May 21, 2013 (CIDRAP News) – A World Health Organization (WHO) expert has expressed concern that guest workers in the Middle East could carry the Middle East respiratory syndrome coronavirus (MERS-CoV) to India and the Philippines, according to a media report, while a few more details emerged about three Tunisian cases reported yesterday.
Anthony Mounts, MD, the WHO's technical lead for MERS-CoV, said guest workers could bring the virus to their home countries, where it might spread widely before being detected, according to a report in the Toronto Star.
Meanwhile, another WHO official, Gregory Hartl, revealed today that because of "sample issues," the fatal MERS-CoV case reported yesterday in a 66-year-old Tunisian man was not confirmed, only suspected. He said cases in the man's two children were confirmed; press reports said those patients have recovered.
The cases reported yesterday are Tunisia's first. The older man, a diabetic, fell ill after returning from a trip to Saudi Arabia and Qatar. A Tunisia Live story today said he died May 10 but that his daughter and son recovered quickly with treatment. Other reports referred to the man's children as two sons.
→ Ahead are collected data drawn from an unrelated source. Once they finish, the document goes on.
PR #805, opened 2025-05-14
STR-1090 Encapsulate OL execution in new ChainExecutor

delbonis:
## Description

This PR revolves around two new pieces, the chain executor and the exec worker.  The chain executor encapsulates the mid-level logic involved in executing blocks and is like a wrapper around the low-level chaintsn crate's work.  The exec worker is a service that will manage the chainstate on disk and provide a coherent interface of high level operations to it.  The FCM and whatever other future sync workers will call it via a opaque handle.

We achieve this by providing more structure to how the state transition function accesses state and auxiliary inputs.  There are a few new traits that we will be converting existing code over to use for accessing state and other entries on-disk like manifests.  These establish data flows that will eventually be used when we have DA, ledger accounts, ASM updates, etc.  In the meantime, we do have to make some provisions for legacy issues when we move more of the new pieces into place.

### Type of Change

- [ ] Documentation update
- [x] Refactor
- [ ] New or updated tests
- [ ] Dependency Update

## Checklist


crates/state/src/context.rs
delbonis, line 1: Is there a reason this needed to be moved to the state crate?  It's really a part of the chain exec logic.  A stumbling block we had before was that we were trying to make these context traits overly general (like `L2Header`) and it became cumbersome to work with (to me), so I was putting it closer to where it would be used.

prajwolrg: My bad. I don't know why I ported it over there. Fixed it.

crates/chainexec/src/executor.rs
```diff
@@ -0,0 +1,95 @@
...
+        "chainexec: nonsensical post-state epoch (pre={pre_state_epoch}, post={post_state_epoch})"
+    );
+
+    // Verify state root matches.
+    // TODO move this check somewhere else where we have more context
+    /*
+        if *header.state_root() != computed_sr {
+            warn!(block_sr = %header.state_root(), %computed_sr, "state root mismatch");
+            Err(Error::StateRootMismatch)?
+    }*/
```
delbonis, line 108: Leaving a note on this so I remember to go back and make sure we do this in the right places.

crates/chainexec/src/validation_util.rs
```diff
@@ -0,0 +1,30 @@
...
+    prelude::*,
+};
+use tracing::*;
+
+/// Considers if the block is plausibly valid and if we should attach it to the
+/// pending unfinalized blocks tree.  The block is assumed to already be
+/// structurally consistent.
+// TODO remove FCM arg from this
+#[allow(dead_code)]
+pub fn check_new_block(_blkid: &L2BlockId, block: &L2Block, params: &RollupParams) -> bool {
```
delbonis: `// TODO rework this fn, make it make more sense with the limited scope`

crates/chain-worker/Cargo.toml
```diff
@@ -0,0 +1,19 @@
+[package]
+name = "strata-chain-worker"
+version = "0.1.0"
+edition = "2024"
+
```
storopoli, line 5:
```suggestion

[lints]
workspace = true

```

crates/chainexec/Cargo.toml
```diff
@@ -0,0 +1,13 @@
+[package]
+name = "strata-chainexec"
+version = "0.1.0"
+edition = "2024"
+
```
storopoli, line 5:
```suggestion

[lints]
workspace = true

```

storopoli (changes requested):

crates/consensus-logic/src/sync_manager.rs
delbonis, line 1: Correct me if I'm wrong but these two new "spawn" fns are actually the base fns in the new threads, not spawn fns which would spawn a new task and return to the caller.

crates/consensus-logic/src/sync_manager.rs
```diff
@@ -134,3 +172,74 @@ pub fn start_sync_tasks<E: ExecEngineCtl + Sync + Send + 'static>(
...
+    Ok(())
+}
+
+fn spawn_chain_worker(
+    shutdown: ShutdownGuard,
+    handle: Handle,
+    storage: Arc<NodeStorage>,
+    status_channel: StatusChannel,
+    params: Arc<Params>,
+    exect_ctl_handle: ExecCtlHandle,
```
delbonis: Typo?

crates/status/src/status_manager.rs
```diff
@@ -189,6 +189,15 @@ impl StatusChannel {
         Ok(state.clone())
     }
 
+    /// Waits until declared and returns the client state where genesis was triggered.
+    pub async fn wait_until_declared_epoch_is_some(&self) -> Result<ClientState, RecvError> {
```
delbonis: A `RecvError` here just means that the sender side was dropped without sending a value, it's not an exceptional condition, we should either gobble the error and return `None` or convert it to our own error type with a context-aware meaning.

crates/consensus-logic/src/sync_manager.rs
```diff
@@ -134,3 +172,74 @@ pub fn start_sync_tasks<E: ExecEngineCtl + Sync + Send + 'static>(
...
+    let chain_exec = ChainExecutor::new(params.rollup().clone());
+    let shared = Arc::new(Mutex::new(WorkerShared::default()));
+    let state = strata_chain_worker::init_worker_state(
+        shared.clone(),
+        context,
+        chain_exec,
+        exect_ctl_handle,
+        cur_tip,
+    )?;
+    let input = ChainWorkerInput::new(shared.clone(), chain_msg_rx);
```
delbonis: There's a lot of init logic happening here that belongs in the chain worker modules.  Like the `WorkerShared` struct is solidly an implementation detail that should not even be exported.  The ideal way to construct these would have been to have some function that spawns the worker in a new thread and returns the `ChainWorkerHandle`.  Then this handle would be passed to the FCM when setting that up.

I realize that maybe there's some constraints on needing to wait for genesis to happen that makes that more complicated.  It would be better to encapsulate this complexity and shifting it down into the worker task somehow, instead of exposing it.

crates/consensus-logic/src/sync_manager.rs
```diff
@@ -134,3 +172,74 @@ pub fn start_sync_tasks<E: ExecEngineCtl + Sync + Send + 'static>(
...
+        ),
+    };
+
+    let blkid = *cur_tip.blkid();
+    info!(%blkid, "starting exec worker");
+
+    let exec_env_id = ();
+    let state = ExecWorkerState::new(engine, exec_env_id, cur_tip, cur_tip);
+    let ctx = ExecWorkerCtx::new(storage.l2().clone());
+    exec_worker_task(shutdown, state, exec_rx, &ctx)?;
```
delbonis: I am not as sure of the ideal way for this task to work, but I believe there's a similar version of this exposing of the init process here as well.  I had not fully completed this exec worker client task, but I believe it should resemble the chain worker task where the caller just uses the opaque `ExecWorkerHandle`.

crates/consensus-logic/src/sync_manager.rs
```diff
@@ -4,20 +4,32 @@
...
+    chain_worker_context::ChainWorkerCtx,
     csm::{
         ctl::CsmController,
         message::{ClientUpdateNotif, CsmMessage, ForkChoiceMessage},
-        worker,
+        worker::{self},
     },
-    fork_choice_manager,
+    exec_worker_context::ExecWorkerCtx,
+    fork_choice_manager::{self},
```
delbonis: These imports didn't get simplified for some reason.

bin/strata-client/src/el_sync.rs
delbonis, line 1: I am getting more uncomfortable with this very non-trivial sync impl existing in the main binary crate, we should probably move this elsewhere.  Can we make parts of it part of the exec client worker, maybe needing some new message types?  That feels like the most appropriate place for it.

crates/consensus-logic/src/sync_manager.rs
```diff
@@ -83,6 +95,8 @@ pub fn start_sync_tasks<E: ExecEngineCtl + Sync + Send + 'static>(
     // Create channels.
     let (fcm_tx, fcm_rx) = mpsc::channel::<ForkChoiceMessage>(64);
     let (csm_tx, csm_rx) = mpsc::channel::<CsmMessage>(64);
+    let (chain_msg_tx, chain_msg_rx) = mpsc::channel::<ChainWorkerMessage>(64);
+    let (exec_tx, exec_rx) = strata_eectl::handle::make_handle_pair();
```
delbonis: See other comments.  I know this pattern exists literally in the same space but we can try to avoid perpetuating it.

bin/strata-client/src/el_sync.rs
```diff
@@ -28,43 +24,58 @@ pub(crate) fn sync_chainstate_to_el(
...
+    debug!(%tip_block, "L2 tip block");
 
-    info!(%earliest_idx, %latest_idx, "search for last known idx");
+    let latest_header = l2_block_manager
+        .get_block_data_blocking(&tip_block)?
+        .ok_or(DbError::MissingL2Block(tip_block))?
+        .header()
+        .clone();
+    let latest_idx = latest_header.slot();
+    info!(%latest_idx, "search for last known idx");
```
delbonis: `searching`?  and is talking about like an EL block number/slot?

delbonis (commented):
@prajwolrg Okay I've finally been able to sit down and review this.

There's a lot of good stuff put together here but the main remaining issue is leaking initialization logic impl details from the worker tasks.  It's one of the smells we do currently have with other tasks that I would like to avoid making worse.

bin/strata-client/src/el_sync.rs
prajwolrg: yes

crates/status/src/status_manager.rs
prajwolrg: Good catch! This was meant to be a temporary fix. I had forgotten to remove it.

crates/consensus-logic/src/sync_manager.rs
prajwolrg: Yes, you're correct. The name seems to be misleading.

bin/strata-client/src/el_sync.rs
prajwolrg: Moved it to `exec_worker_task`.

crates/chain-worker/src/worker.rs
```diff
@@ -0,0 +1,362 @@
...
+    let cur_tip = wait_for_genesis_and_resolve_tip(&status_channel, &handle)?;
+
+    let blkid = *cur_tip.blkid();
+    info!(%blkid, "starting chain worker");
+
+    // Create the chain executor
+    let chain_exec = ChainExecutor::new(params.rollup().clone());
+
+    // Initialize shared state and worker state
+    let shared = Arc::new(Mutex::new(WorkerShared::default()));
```
delbonis: This shared struct needs to be shared with the handle.  Currently we're constructing two separate instances of it.  That might have been my mistake when I was reworking some of this.

Also, the name `spawn_..._internal` still doesn't make sense, it's not a spawn function.  It'd probably be better to call *this* one `worker_task` and the other fn `worker_task_inner`.

crates/consensus-logic/src/sync_manager.rs
prajwolrg: Updated this.

crates/eectl/src/sync.rs
```diff
@@ -0,0 +1,115 @@
...
+        assert_eq!(last_bundle.header().slot(), tip_idx);
+    }
+
+    for bundle in bundles_to_sync {
+        let tip_blockid = bundle.block().header().get_blockid();
+        let payload = ExecPayloadData::from_l2_block_bundle(&bundle);
+        debug!(?payload, "Submitting payload to engine");
+        engine.submit_payload(payload)?;
+        engine.update_safe_block(tip_blockid)?;
+    }
```
delbonis: This kinda circumvents what I'm trying to set up with the new exec worker context trait by directly fetching blocks.  We can fetch the `ExecPayloadData` from the context trait instead of reconstructing it out of the block.  I don't see a reason we'd have to go block-by-block.  Is there some reason I can't see?

crates/consensus-logic/src/sync_manager.rs
```diff
@@ -134,3 +151,51 @@ pub fn start_sync_tasks<E: ExecEngineCtl + Sync + Send + 'static>(
         status_channel,
     })
 }
+
+fn spawn_exec_worker_2<E: ExecEngineCtl + Sync + Send + 'static>(
```
delbonis: _2?

crates/db/src/traits.rs
```diff
@@ -177,7 +182,7 @@ pub enum BlockStatus {
 /// For now, the full state is just the "toplevel" state that can always be
 /// expected to be of moderate size in memory.
 // TODO maybe rewrite this around storing write batches according to blkid?
-pub trait ChainstateDatabase {
+pub trait OldChainstateDatabase {
```
delbonis: We should remove this trait and all the stuff built on top of it, since we have supersceded it.

crates/eectl/src/sync.rs
prajwolrg: AFAIU, we have to go block-by-block to get to the current EVM EE State. Since we don't have a way to go to the current EE State using DA, we need to execute all the transactions in EE to get to the latest state. 

We can fetch `ExecPayloadData` directly, but we would still require getting L2BlockManager to get all the blockids for `ExecPayloadData`.

crates/consensus-logic/src/exec_worker_context.rs
```diff
@@ -36,7 +36,19 @@ impl ExecWorkerContext for ExecWorkerCtx {
...
-    fn get_cur_tip(&self) -> EngineResult<L2BlockCommitment> {
+    fn fetch_parent(&self, block: &L2BlockCommitment) -> EngineResult<L2BlockCommitment> {
+        let parent_blk = self
+            .l2man
+            .get_block_data_blocking(block.blkid())?
+            .ok_or(DbError::MissingL2Block(*block.blkid()))?;
+        let parent_blkid = parent_blk.header().parent();
+        // REVIEW: Check if simply doing -1 is enough or we want to fetch the parent block again and
+        // get the slot from there in case the slot are empty
+        let parent_slot = block.slot() - 1;
```
delbonis: We should be able to just fetch the header.

prajwolrg (approved):

delbonis:
Merging since all green and reviews resolved.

Hartl said via Twitter that the global count of confirmed MERS-CoV cases stands at 43, with 21 deaths. He also commented that the Tunisian cases resemble the pattern seen earlier in the United Kingdom and France: an imported case, followed by limited human-to-human transmission.
Mounts, in the Star interview, called the virus's spread from the Middle East to other countries a "real concern."
"There are a lot of workers from the Indian subcontinent and the Philippines working in the Middle East—people are also going back to some of these areas where there may not be the same facilities for picking up cases," he said. "So my concern is that there may be travelers who are taking this back to Karachi or to Delhi or to Mumbai or Manila who are not being detected and you could have local transmission in those settings and it wouldn't be discovered until it's spread quite far."